Habanusantara.net– Di tengah gempuran layar sentuh dan hiburan serba digital, Dinas Perpustakaan dan Kearsipan Aceh (DPKA) hadir dengan pendekatan yang nyaris klasik namun terasa segar: membawa buku langsung ke halaman sekolah.
Lewat program “Pustaka Keliling Goes to School”, DPKA memilih untuk melawan arus dengan cara yang bersahaja—mengajak anak-anak kembali jatuh cinta pada dunia membaca lewat tumpukan buku, bukan notifikasi.
Sabtu pagi, 26 April 2025, halaman SD Negeri 66 Kota Banda Aceh mendadak ramai. Bukan karena ada bazar atau pentas seni, tapi karena sebuah truk berwarna cerah berhenti di tengah lapangan sekolah. Truk itu bukan sembarang truk.

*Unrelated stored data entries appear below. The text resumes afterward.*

Issue #470, opened 2024-11-21
Determine and Enforce Correct Minimum Rust Compiler Version in Build Pipeline


lquerel:
A user reported that the project fails to compile with Rust compiler version 1.79.0. Currently, our Cargo.toml specifies version 1.76.0 as the minimum, which seems insufficient based on this feedback. We need to determine the actual minimum compiler version required to compile the project. More importantly, we need to identify the right way to test this, as this issue was not caught in our build pipeline.

unpervertedkid:
@lquerel , can I give a shot at this?

lquerel:
Yes sure. You are welcome.

jsuereth:
I believe this is now fixed.  Thanks @unpervertedkid !

PR #473, opened 2024-11-23
Determine and Enforce Correct Minimum Rust Compiler Version in Build Pipeline #470

unpervertedkid:
# Problem

#470 

# Initial findings

1. Incorrect msrv set in cargo.toml(1.76.0) and the one being used in the step doing the validation(1.70).
2. Project is on wrong msrv, 1.76.0. Should be on 1.81.0

# Approach
1. First validate that the expected toolchain is being used to run the msrv check
2. If step 1 above false, look into ways to fix.
3. If step 1 is true, look into why the check passes yet it's not supposed to.
5. Look into ways we can avoid redefining the same value(msrv) twice, in cargo.toml and in the pipeline step since they will eventually be out of sync.(initial idea - use https://github.com/foresterre/cargo-msrv)

# Findings 
1. The issue was caused by the toolchain supposed to be used being overridden  by the toolchain defined in `rust-toolchain.toml`
```text
info: using existing install for '1.76.0-x86_64-unknown-linux-gnu'
info: default toolchain set to '1.76.0-x86_64-unknown-linux-gnu'

  1.76.0-x86_64-unknown-linux-gnu unchanged - rustc 1.76.0 (07dca489a 2024-02-04)
info: note that the toolchain 'stable-x86_64-unknown-linux-gnu' is currently in use (overridden by '/home/runner/work/weaver/weaver/rust-toolchain.toml')
```

# Solution
1. Ensure the correct toolchain is used to run the test by adding a step to override the toolchain to the msrv specific toolchain.
2. Validating that correct toolchain is being used.

# Results
| With msrv of 1.76.0 | With msrv of 1.81.0 |
| ------------------ | ------------------ |
| image | image |


jsuereth:
Does this fail if our MSRV changes?

unpervertedkid:
@jsuereth by "this" you mean what specifically?

I first used cargo msrv to find the "correct" msrv and then manually tried to compile with lower "msrv"'s.
Currently this was not caught in our msrv check in ci.

unpervertedkid:
@jsuereth, latest iteration should be good for review.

Ia adalah ‘perpustakaan berjalan’ milik DPKA yang membawa puluhan hingga ratusan buku—dari cerita rakyat, ensiklopedia mini, hingga novel anak dan buku bergambar. Ketika pintunya dibuka, murid-murid langsung menyerbu dengan antusias yang lebih mirip suasana antre wahana bermain ketimbang kunjungan perpustakaan.
“Begitu kami buka pintu truk, anak-anak langsung menyerbu, memilih buku-buku kesukaan mereka. Antusiasme mereka luar biasa,” tutur Ikhsan Pratama, Kepala Bidang Program dan Humas DPKA.
Ia mengatakan itu sambil tersenyum lebar, matanya masih berbinar seperti orang yang baru saja menyaksikan keajaiban kecil.
Menurut Ikhsan, program ini lahir dari keprihatinan sekaligus optimisme. Keprihatinan karena minat baca anak-anak seringkali dikerdilkan oleh keterbatasan koleksi perpustakaan sekolah, dan optimisme karena ternyata anak-anak Aceh—seperti di SDN 66 itu—masih menyimpan rasa ingin tahu yang besar terhadap bacaan baru.
“Kami tahu perpustakaan sekolah punya bahan bacaan, tapi anak-anak zaman sekarang haus eksplorasi. Mereka ingin sesuatu yang berbeda, yang segar, yang membuat mereka terus penasaran,” ungkapnya.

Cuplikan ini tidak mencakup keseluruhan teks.